Discontinuing central-lines

Specialties Infusion

Published

ddfgrdfgh

Hi. I'm new at your forum, and I would like to know for what reason would a nurse not be able to D/C a central-line at the femoral site? Any information would be appreciated.

Depends on the state that you are in, and what your facilities' policy is. It is quite easy to get a clot in that area. Most facilities will require special certification and a check off for the nurse. Usual thought is if it needs to be placed in the OR, then it should not be removed my the nurse.

I would not like to see a nurse on a med-surg floor pulling femoral lines.

A cath lab is a completely different picture. Also depends on the type of line that you are talking about. There is a wide variety available.

So not sure what type of unit that you are speaking about. Can you be more specific?

Specializes in tele, stepdown/PCU, med/surg.
ddfgrdfgh

Hi. I'm new at your forum, and I would like to know for what reason would a nurse not be able to D/C a central-line at the femoral site? Any information would be appreciated.

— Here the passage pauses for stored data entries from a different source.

PR #1725, opened 2020-04-20
Update fury toolchain

kylef:
This brings support for OAS 3 default responses, and parsing of OAS 3 "servers" (this only affects Dredd in terms that the OAS document gets validated and warnings are emitted for servers).

This also brings in Drafter 5.0 as a transitive dependency, this includes changes to generated JSON Schema (now draft 7) and updated URI Template parser which causes extra warnings in the parse result which need test adaptation.


kylef:
@opichals good point, I've added 585ba18a to update ramda / ramda typings.

PR #875, opened 2021-03-18
fix algo selection for continue_straight without bearings param

### LINKED ISSUE #702: Bearings property cannot be used on any profile
#### Here's what I did

Requested a route that made use of the bearings API parameter, i.e. 
```
https://api.openrouteservice.org/v2/directions/cycling-mountain

{
	"coordinates": [[8.681495,49.41461],[8.687872,49.420318]],
	"bearings": [[25,30],[90,20]]
}
```

---
#### Here's what I got

An error message saying that headings is not supported
```
{
    "error": {
        "code": 2099,
        "message": "Heading is not (fully) supported for CHGraph. See issue #483"
    },
    "info": {
        "engine": {
            "version": "6.1.0",
            "build_date": "2020-04-27T04:45:15Z"
        },
        "timestamp": 1588226836862
    }
}
```

---

That the routing process takes the preferred bearings into account as has previously been the case 

---

It seems there has been some change in the logic as previously when bearings was passed the system dropped out of using CH as bearings were not possible with that. Now this is not the case and when bearings are provided it does not fall back. This can be seen by adding the `"preference": "shortest"` parameter which then falls out of CH as shortest does not have the CH graph built

takb:
### Pull Request Checklist

Fixes #702 .

- Reason for change:
title says all


rabidllama (changes requested):
All looks good and works, but the API request documentation tags need updating if this is being allowed in the driving profiles aswell

openrouteservice/src/main/java/org/heigit/ors/api/requests/routing/RouteRequest.java
```diff
@@ -178,8 +178,8 @@
     private boolean hasBearings = false;
 
     @ApiModelProperty(name = PARAM_CONTINUE_STRAIGHT,
-            value = "Forces the route to keep going straight at waypoints restricting uturns there even if it would be faster. This setting will work for all profiles except for `driving-*`. " +
-            "CUSTOM_KEYS:{'apiDefault':'true','validWhen':{'ref':'profile','valueNot':['driving-*']}}",
+            value = "Forces the route to keep going straight at waypoints restricting uturns there even if it would be faster." +
+            "CUSTOM_KEYS:{'apiDefault':'true'}",
```
rabidllama: I know this is from before, but is this true? I thought that by default continue straight was disabled as it would force the use of slower algorithms.

rabidllama (changes requested):

openrouteservice/src/main/java/org/heigit/ors/api/requests/routing/RouteRequest.java
takb: you're right, the actual default is false, corrected docs

rabidllama (approved):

Adding to suzanne's comments, pulling a sheath from a femoral line takes dedicated 1 on 1 time with the pt. The nurse has to be ready to give drugs in case the pt's HR plummets for example. Also the nurse has to be in the room monitoring the pt for at least a half-hour and then still very frequently after that. If you have a normal load on the floor, this instantly becomes a very unsafe situation.

On our tele-stepdown unit, people's lines are usually pulled in the cath lab before they arrive. However, if we do have patients with a-lines, we can call in this guy (who normally works in the cath lab as a CV tech), and he will come in and pull it. Very rarely experienced nurses might do it if no one is available, but I think that should be done away with.